Mas para Lorena, isto não fazia muito sentido, a única coisa que lhe importava era a dor da saudade, aquele vazio imenso que seu avô havia deixado. Quis saber o que fazer com a saudade, ela queria parar de sentir dor, não queria mais que lágrimas caíssem antes do sono.
Olhou em volta como se tentasse descobrir algo, nas paredes e em sua volta, que lhe fornecesse meio de diminuir sua dor. Assustada percebeu que até as flores do pequeno vazo na sala haviam morrido. Viu na estante fotos de parentes que não estavam mais com eles.
Na sala, Lorena ouviu um barulho novo, seu pai chegava cansado e com os passos vagarosos. Apesar de jovem, seu pai era muito pálido e magro, o que lhe tornava extremamente parecido com seu avô.
Mal seu pai acabava de sentar no sofá de estampas gastas, Lorena largou seu caderno e foi ao seu encontro. Por alguns segundos permaneceu imóvel, bem a frente de seu pai, seus olhares se alto sustentaram. Estáticos! Lorena temerosa por achar que poderia estar próximo o inverno de seu pai e este confuso e atordoado pelo semblante da filha.
- Eu não quero sentir saudades de você, pai! – Disse Lorena quase me lágrimas.
Vagarosamente deitou-se no colo do pai, segurando com força sua camisa, se acolheu naquele canto sagrado.
O pai de Lorena, curioso e comovido pela demonstração de carinho da filha, a abraçou e do cansaço passou a uma grande calmaria.
Lorena acabou perdendo a noção do tempo em que estava naquele colo e naquele abraço quente. Pensou, formulou muitas questões e idéias sobre a partida, sobre sentir-se sozinha, sobre o choro – Mas nós não enterramos as flores!- murmurou ela. Descobriu que seu pai era o botão de seu avô, ela seria o mesmo de seu pai e um dia teria seus botões.
Fechou os olhos com força, como se assim agarrada ao pai, ela pudesse evitar que o inverno chegasse.
A noite ficou imensa lá fora, e logo estava dentro de sua casa. Sua mãe sentou-se ao lado dos dois e finalmente a pequena adormeceu.
A manhã seguinte também amanheceu fria, mas algo havia mudado.
Bem quieta foi até a cozinha, pois seus cadernos ainda estavam sobre a mesa.
Encheu um copo com leite, passou a geléia de framboesa em algumas torradas e começou a escrever:
“Oi vô, ontem eu descobri para onde as flores vão no inverno, elas vão perfumar o céu! Mas eu descobri que nós, aqui na terra, podemos sentir ainda o perfume das flores com a lembrança.
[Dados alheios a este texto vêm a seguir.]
PR #906, opened 2025-05-17
update mnw, fix noBuildPlug

Gerg-L:


modules/wrapper/build/config.nix
```diff
@@ -7,23 +7,20 @@
...
     pin = getPin pname;
-    version = pin.revision or "dirty";
-  in {
-    # vim.lazy.plugins relies on pname, so we only set that here
-    # version isn't needed for anything, but inherit it anyway for correctness
-    inherit pname version;
-    outPath = path {
-      name = "${pname}-0-unstable-${version}";
-      path = pin.outPath;
+    version = builtins.substring 0 8 pin.revision;
```
NotAShelf, line 16: Curiousity more than a nit, but what if revision is less than 8 characters or doesn't exist? Wouldn't this cause a nasty eval failure then?

Gerg-L: Yeah, if a the npin isn't a git repo

NotAShelf:
wtf is happening to my CI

Mas, vô, a lembrança não é a mesma coisa, por isso eu chorei muito, eu senti muita falta, eu quis que meu inverno também chegasse.”
“Fiquei com muito medo de perder outras flores, e nada eu poderia fazer para impedir isso. Mas foi quando abracei meu pai que descobri a terceira coisa, que sem dúvida é a mais importante: quanto mais eu sentir o perfume da flor, mais forte a lembrança dela ficará na memória.”
“Eu acho que a dor, a tristeza e a saudade, apesar de dolorosas, são importantes, pois assim, vô, eu sei o quanto as flores são importantes na nossa vida, e só o que eu não quero é me arrepender de não ter olhado para todas elas, que todos os dias, de graça, me oferecem o colorido da vida e o cheiro bom das manhas.”
Lorena dobrou a carta, andou com os pés descalços de menina sapeca até a foto do avô que já havia voltado para a estante, deu um beijo na foto e guardou junto à carta.
Na semana seguinte, Lorena não quis ir ao parque, fez com que sua mãe levasse-a até o túmulo de seu avô. Lá, ela plantou a semente de uma flor amarela e prendeu, na lápide, a carta com a cera da vela.
Lorena nunca explicou sua pergunta, mas para ela já era o suficiente saber o que fazer da saudade e da falta que as flores fazem no inverno.